In Meso-American civilization, Tlazolteotl, the Aztec goddess of earth, motherhood and fertility, had a redemptive role in religious practices. At the end of an individual's life, he was allowed to confess his misdeeds to this deity, and according to legend she would cleanse his soul by "eating its filth".
In wider Christian practice, Jesus of Nazareth has been interpreted as a universal archetype for sin-eaters, offering his life to atone or purify all of humanity of their sins.[2]
The 1911 Encyclopædia Britannica states in its article on "sin eaters":
A symbolic survival of it (sin eating) was witnessed as recently as 1893 at Market Drayton, Shropshire. After a preliminary service had been held over the coffin in the house, a woman poured out a glass of wine for each bearer and handed it to him across the coffin with a 'funeral biscuit.' In Upper Bavaria sin-eating still survives: a corpse cake is placed on the breast of the dead and then eaten by the nearest relative, while in the Balkan peninsula a small bread image of the deceased is made and eaten by the survivors of the family. The Dutch doed-koecks or 'dead-cakes', marked with the initials of the deceased, introduced into America in the 17th century, were long given to the attendants at funerals in old New York. The 'burial-cakes' which are still made in parts of rural England, for example Lincolnshire and Cumberland, are almost certainly a relic of sin-eating.[3]

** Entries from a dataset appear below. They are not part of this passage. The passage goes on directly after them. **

PR #4269, opened 2026-07-17
Fix SecretSpec validation of mutually exclusive auth methods

chuenchen309:
`SecretSpec.validate()` guards the three auth methods with `&&`, so it only rejects a secret that sets **all three** at once. Every pair passes:

```go
if s.BasicAuth != nil && s.Authorization != nil && s.OAuth != nil {
    return fmt.Errorf("basicAuth, authorization and oauth are mutually exclusive, use one of them")
}
```

| payload | expected | actual on main |
|---|---|---|
| only basicAuth / only authorization / only oauth | accepted | accepted |
| all three | rejected | rejected |
| **basicAuth + oauth** | rejected | **accepted** |
| **basicAuth + authorization** | rejected | **accepted** |
| **authorization + oauth** | rejected | **accepted** |

That contradicts the error message the guard itself raises, and `docs/api/secret.md` ("Basic Auth, Authorization and OAuth are mutually exclusive").

**It matters downstream.** `httpProxy.setupAuthentication` (`internal/api/impl/proxy/proxy.go:365`) applies all three in sequence to the same `Authorization` header — `SetBasicAuth` first, then `Header.Set` for authorization, then `Header.Set` for oauth. Last one wins. So a secret with `basicAuth` + `oauth` is accepted today and then sends only the OAuth bearer token; the basicAuth credentials never reach the datasource, silently. This validation is what should stop that combination from existing.

The fix counts the configured methods, which is how `RestConfigClient.Validate` already does the same job in `pkg/client/config/config.go:85-103`.

Added `pkg/model/api/v1/secret_test.go` — the file had no test coverage, which is presumably how this survived. It covers all seven combinations; the three pair cases fail on `main` and pass here, and the four existing-behaviour cases pass on both.

`go test ./pkg/...` is green, `gofmt` and `go vet` clean.

Disclosure: written with Claude Code. I verified the reproduction, the downstream header behaviour, and the test red/green myself.

### DIFF
--- a/pkg/model/api/v1/secret_test.go
+++ b/pkg/model/api/v1/secret_test.go
@@ -1,0 +1,82 @@
+// Copyright The Perses Authors
+// Licensed under the Apache License, Version 2.0 (the "License");
+// you may not use this file except in compliance with the License.
+// You may obtain a copy of the License at
+//
+// http://www.apache.org/licenses/LICENSE-2.0
+//
+// Unless required by applicable law or agreed to in writing, software
+// distributed under the License is distributed on an "AS IS" BASIS,
+// WITHOUT WARRANTIES OR CONDITIONS OF ANY KIND, either express or implied.
+// See the License for the specific language governing permissions and
+// limitations under the License.
+
+package v1
+
+import (
+	"encoding/json"
+	"fmt"
+	"testing"
+
+	"github.com/stretchr/testify/assert"
+)
+
+const (
+	secretBasicAuth     = `"basicAuth": {"username": "Magical", "password": "Girl"}`
+	secretAuthorization = `"authorization": {"type": "Bearer", "credentials": "token"}`
+	secretOAuth         = `"oauth": {"clientID": "id", "clientSecret": "secret", "tokenURL": "https://example.com/token"}`
+)
+
+func TestUnmarshalJSONSecretSpecMutuallyExclusiveAuth(t *testing.T) {
+	mutuallyExclusiveErr := fmt.Errorf("basicAuth, authorization and oauth are mutually exclusive, use one of them")
+
+	testSuite := []struct {
+		title string
+		jason string
+		err   error
+	}{
+		{
+			title: "only basicAuth",
+			jason: fmt.Sprintf(`{%s}`, secretBasicAuth),
+		},
+		{
+			title: "only authorization",
+			jason: fmt.Sprintf(`{%s}`, secretAuthorization),
+		},
+		{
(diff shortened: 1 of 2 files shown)


pkg/model/api/v1/secret_test.go
```diff
@@ -0,0 +1,82 @@
...
+import (
+	"encoding/json"
+	"fmt"
+	"testing"
+
+	"github.com/stretchr/testify/assert"
+)
+
+const (
+	secretBasicAuth     = `"basicAuth": {"username": "Magical", "password": "Girl"}`
```
Nexucis:
```suggestion
	secretBasicAuth     = `"basicAuth": {"username": "Magical", "password": "Girl"}` // nolint:gosec
```
that will ignore the linter since it is a false positive

Nexucis:
@chuenchen309 thank you for the fix. Can you add the comments I have suggested to solve the linter issues ?

Once it is done we should be able to merge this PR

chuenchen309:
Sorry for the long delay here, and thanks for the review.

The gosec finding is fixed in 502d10b — but I didn't apply your suggestion verbatim, so please say the word if you'd rather have it your way and I'll switch.

Instead of suppressing G101 I renamed the three constants: `secretBasicAuth`/`secretAuthorization`/`secretOAuth` → `basicAuthJSON`/`authorizationJSON`/`oauthJSON`. They're JSON fixtures rather than credentials, so the new names describe them better and the warning goes away on its own. Verified with the v2.12.1 the CI pins, on the two commits:

```
$ golangci-lint run ./pkg/model/api/v1/...     # cdc7f9c, before
pkg/model/api/v1/secret_test.go:25:2: G101: Potential hardcoded credentials (gosec)
pkg/model/api/v1/secret_test.go:27:2: G101: Potential hardcoded credentials (gosec)
2 issues:
* gosec: 2

$ golangci-lint run ./pkg/model/api/v1/...     # 502d10b, after
0 issues.
```

I did see the existing `//nolint:gosec` in `internal/api/crypto/jwt.go` and elsewhere, so suppression is clearly idiomatic here — I only preferred the rename because the warning was about the names rather than anything real in the values.

One thing that needs you rather than me: all five workflows on this PR are sitting at `action_required` (first-time contributor), so `lint` hasn't re-run against the fix — the green you're waiting for can't show up until someone approves the runs.

*AI-assisted; the two lint runs above are my own, on the pinned v2.12.1.*

Nexucis (approved):
thanks !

In Wales and the Welsh Marches
The term "Sin-eater" appears to derive from Welsh culture and is most often associated with Wales itself and in the English Counties bordering Wales
Diarist John Aubrey, in the earliest source on the practice, wrote that "an old Custome" in Herefordshire had been
at funerals to hire poor people, who were to take upon them all the sinnes of the party deceased. One of them I remember lived in a Cottage on Rosse-high way. (He was a long, lean, ugly, lamentable Raskel.) The manner was that when the Corps was brought out of the house, and layd on the Biere; a Loafe of bread was brought out, and delivered to the Sinne-eater over the Corps, and also a Mazar-bowl of maple (Gossips bowle) full of beer, which he was to drinke up, and sixpence in money, in consideration whereof he took upon him (ipso facto) all the Sinnes of the Defunct, and freed him (or her) from walking after they were dead.[4]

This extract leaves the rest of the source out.